- [YOUR ASSIGNMENT] In the data below, which lines hold "should"? Copy every one.

- [SUPPLIED DATA]
PR #677, opened 2017-07-15
PtyMaster::drop should panic on EBADF

### LINKED ISSUE #659: Potential double close in PtyMaster
`PtyMaster` implements `Drop` to close its `RawFd`.  However, it ignores errors, because the caller may have manually closed the `RawFd`.  This is bad, because it can lead to double closes, like this:
```
{
    let m = posix_openpt(O_RDWR);		# Creates a pty with file descriptor 3
    close(m.master);				# Close file descriptor 3
    let f = std::fs::File::create("foo");	# Creates a file with file descriptor 3
}						# PtyMaster::Drop closes file descriptor 3
f.write("whatever");				# fails with EBADF
```

There are three possible solutions:
1) Always check for errors in `PtyMaster::Drop`
2) Don't implement `PtyMaster::Drop`; make the caller responsible for closing it.  If we go this route, we should also add a `PtyMaster::close` method.
3) Change `PtyMaster` to wrap an `Option<RawFd>` and have the `close` method set it to `None`.  That way, the `drop` method will know whether to call `close`.

I prefer option 1, but I could go with any of these solutions.

asomers:
Fixes #659

### DIFF
--- a/Cargo.toml
+++ b/Cargo.toml
@@ -48,3 +48,7 @@ test = true
 name = "test-mount"
 path = "test/test_mount.rs"
 harness = false
+
+[[test]]
+name = "test-ptymaster-drop"
+path = "test/test_ptymaster_drop.rs"
--- a/src/pty.rs
+++ b/src/pty.rs
@@ -45,10 +45,17 @@ impl IntoRawFd for PtyMaster {
 
 impl Drop for PtyMaster {
     fn drop(&mut self) {
-        // Errors when closing are ignored because we don't actually know if the file descriptor
-        // was closed. If we retried, it's possible that descriptor was reallocated in the mean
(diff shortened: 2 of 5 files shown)


Susurrus:
LGTM. This bug was never in a released version of nix, so we're fine with no CHANGELOG entry.

Is it worth adding any doccomments somewhere that elaborate on this case so people understand what could happen? I'm not certain there is, but I wanted to make sure you thought about it.

asomers:
I have no idea why i686-unknown-linux-musl keeps failing.  It passed 10,000 times in a row on my system.  QEMU is not to blame; i686 doesn't use it.  @Susurrus any ideas?

Susurrus:
Please squash these into a single commit. And then it's r+ by me.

- [RESPONSE BOX]
PtyMaster::drop should panic on EBADF
2) Don't implement `PtyMaster::Drop`; make the caller responsible for closing it.  If we go this route, we should also add a `PtyMaster::close` method.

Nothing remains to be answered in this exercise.